Daha açık olsun: Avrupa'dan Türkiye'ye bir destek falan çıkmaz, çıkamaz. Ama daha çok 1914'e yaklaştığımızı hatırlatan Kemal Okuyan'ın, yeni kitabı vesilesiyle anlamak isteyenlere anlatmaya çalıştığı şey, yani “İnsanlık kırılma anına yaklaşıyor, bundan kaçış yok” uyarısı çıkar. Bir Türk devrimcinin bu analizini yaşlı kıtanın devrimci sosyalistleri ciddiye alırsa, mesafe kaydetmiş oluruz hep birlikte. Umutsuz değiliz tabii. Döküntüleri kaderleriyle baş başa bırakalım. Sürekli vurguluyoruz, geçerken yinelemiş olalım: Türkçe, Rusça ve Almanca içinden modern zamanlarda en korkunç çıkmazlarda inanılmaz yükselişler çıkmış ve kimsenin ihtimal vermediği başarılara, cumhuriyetlere imza atabilmişlerdir. Bir umut da bu tarihsel birikimde. Türkiye ilericiliğine, devrimciliğine düşman gruplar zaten Berlin'de, Paris'te, Londra ve Brüksel'de toplanmayacak da nerede toplanacak?

Sonuçta, yaşanan çaresizliği, sadece Okuyan gibi angaje devrimciler ve yazarlar değil, çok başka bir dünyanın tuzu kuru akademisyenlerinden Gilles Kepel de görüyor ve Der Spiegel'e “Durum Avrupa 1914'teki durumla karşılaştırılabilir” açıklamasını yapıyor. Çöküşümüz, AB'deki çözülmeyi finanse edebilir mi? Berlin'deki uşak kuşların hiç anlayamayacağı şeyler bunlar.

Sona geldik. Tıkanma ortada: Avrupa'nın Berlin güdümlü emperyalist rejimi, ihracat üzerinde yükseliyordu, ama şimdi içeriden ihracat rejimini can evinden vuracak bir başka gerici, prefaşist parti (AfD) yükseliyor. Aynı Berlin, içeride ve dışarıda yeni bir militarizasyon sürecini tetiklemek zorunda kalıyor. Patron, tam da bu durumda. Yahu, Angela Merkel'den sonra ne geleceğini bilen yok.

Bu “kırılma anı”, bu nihai sahnemiz, galiba geçmiştekilere benzemeyecek.

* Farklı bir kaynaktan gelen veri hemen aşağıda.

PR #1092, opened 2026-06-01
SRVKP-9448: Resolve overlapping text in Approvals list Current Status column

adityavshinde:
## Description:
This PR fixes a UI rendering bug in the OpenShift Pipelines Approvals tab where the "Current status" elements were superimposing on top of one another, making the text unreadable.

## Root Cause & Technical Fix:
The issue was caused by a position: fixed CSS property applied to the status component. Because fixed positioning removes elements from the standard document flow, multiple status items within the column were collapsing onto the exact same coordinate space on the screen.

By removing position: fixed, the status components now respect the natural flow of the table cell, restoring proper alignment and readability.

### Before
[SRVKP-9448](https://redhat.atlassian.net/browse/SRVKP-9448)-Before

### After
[SRVKP-9448](https://redhat.atlassian.net/browse/SRVKP-9448)-After

## Release Notes
The "Current Status" column now renders correctly instead of an overlap, making it easier to read and verify pipeline tasks.

### DIFF
--- a/src/components/approval-tasks/ApprovalRow.scss
+++ b/src/components/approval-tasks/ApprovalRow.scss
@@ -1,5 +1,4 @@
 .pipelines-approval-status-icon {
-  position: fixed;
   margin-left: -10px;
 
   @-moz-document url-prefix() {


anwesha-palit-redhat:
Verified
Screenshot 2026-06-04 at 13 10 04

anwesha-palit-redhat (approved):
/lgtm

PR #1104, opened 2026-06-04
Update OWNERS to remove specific users

anwesha-palit-redhat:
Removed vikram-raj and lokanandaprabhu from approvers and reviewers.


arvindk-softwaredev (approved):
/lgtm

PR #1123, opened 2026-06-10
SRVKP-11201: Fixes PipelineRuns/TaskRuns lingering in the list after delete when Tekton Results is enabled.

anwesha-palit-redhat:
## Root cause

Two things were contributing:

1. **Stale cache in `useRuns`** — removed runs were being re-inserted via `differenceBy` / `etcdRunsRef`, so deleted resources could stay visible even after the k8s watch dropped them.

2. **Tekton Results annotation timing** — after delete, `resource.loaded.from.tektonResults` appears almost immediately on TR records, but `resource.deleted.in.k8s` is only added client-side in `decodeValueJson` when the TR record has `deletionTimestamp`. That only happens **after** the TR `/get` API runs on re-render. Until then, TR-sourced rows can be misclassified as `cluster-data` (because `isPipelineRunLoadedFromTektonResults` requires **both** annotations) and remain visible under the default cluster-data filter.

## How delete was tracked

The delete callback lives in **console** (via `useDeleteModal`) — we cannot hook into whether the user clicked Delete vs Cancel from the plugin.

Considered copying the delete modal into console-plugin to refetch TR on delete, but that would **not** cover **pruning** (server-side, no user action). So the fix is in the data layer instead.

## Solution

Updated `useRuns` to track `etcdRuns` count. When the count drops (delete or prune), we force a Tekton Results refetch via `trRefetchKey` in `useTRRuns`. In the screen recording you should see a TR `/get` after the delete API calls, which updates annotations and lets the data-source filter behave correctly.

Also removed the stale etcd cache logic and simplified merge/sort handling.

#### Deleting PipelineRun 

https://github.com/user-attachments/assets/8b239b1d-c28a-4bb2-81f1-b38fe426e14c

#### Deleting TaskRun

https://github.com/user-attachments/assets/535adc9b-49ae-47f1-878e-45594371b638

#### Changes in `useRuns` are working when Pruner is enabled

https://github.com/user-attachments/assets/c52ac870-1ba7-4789-8d16-958a9d913f57

### DIFF
--- a/scripts/install-tekton-pruner.sh
+++ b/scripts/install-tekton-pruner.sh
@@ -1,0 +1,143 @@
+#!/usr/bin/env bash
+#
+# Install Tekton Pruner and configure namespace-level pruning.
+#
+# Usage:
+#   ./scripts/install-tekton-pruner.sh
+#   USER_NS=my-team PRUNER_VERSION=v0.4.0 ./scripts/install-tekton-pruner.sh
+#
+# Requires: oc or kubectl, cluster-admin (for SCC on OpenShift)
+#
+set -euo pipefail
+
+PRUNER_VERSION="${PRUNER_VERSION:-v0.4.0}"
+PRUNER_NS="${PRUNER_NS:-tekton-pipelines}"
+USER_NS="${USER_NS:-osp-ui}"
+RELEASE_URL="https://infra.tekton.dev/tekton-releases/pruner/previous/${PRUNER_VERSION}/release.yaml"
+
+# Namespace-level retention defaults (override via env)
+TTL_SECONDS="${TTL_SECONDS:-60}"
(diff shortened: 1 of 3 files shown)


anwesha-palit-redhat:
/retitle [SRVKP-11201](https://redhat.atlassian.net/browse/SRVKP-11201) Fixes PipelineRuns/TaskRuns lingering in the list after delete when Tekton Results is enabled.

arvindk-softwaredev:
Verified the PR image in Openshift cluster:

**Deleting PLR**

https://github.com/user-attachments/assets/fad26e43-4045-4801-a31c-9f28f740dc3a

**Deleting TR**

https://github.com/user-attachments/assets/14d16225-b0da-45ff-b7a1-bbcb98ec7e9f

arvindk-softwaredev (approved):
/lgtm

Altından kalkabilirsek, sosyalizmi de büyük ölçüde rektifiye etmiş olacağız. Yenilemeye başladık bile. Belki TKP'den korkmalarının bir nedeni de budur. Korkmakta ve bizden nefret etmekte haksız olduklarını söyleyemeyiz. Haklılar.

Sosyalizm ve Türkiye'den nefret edenler bizi neden sevsin?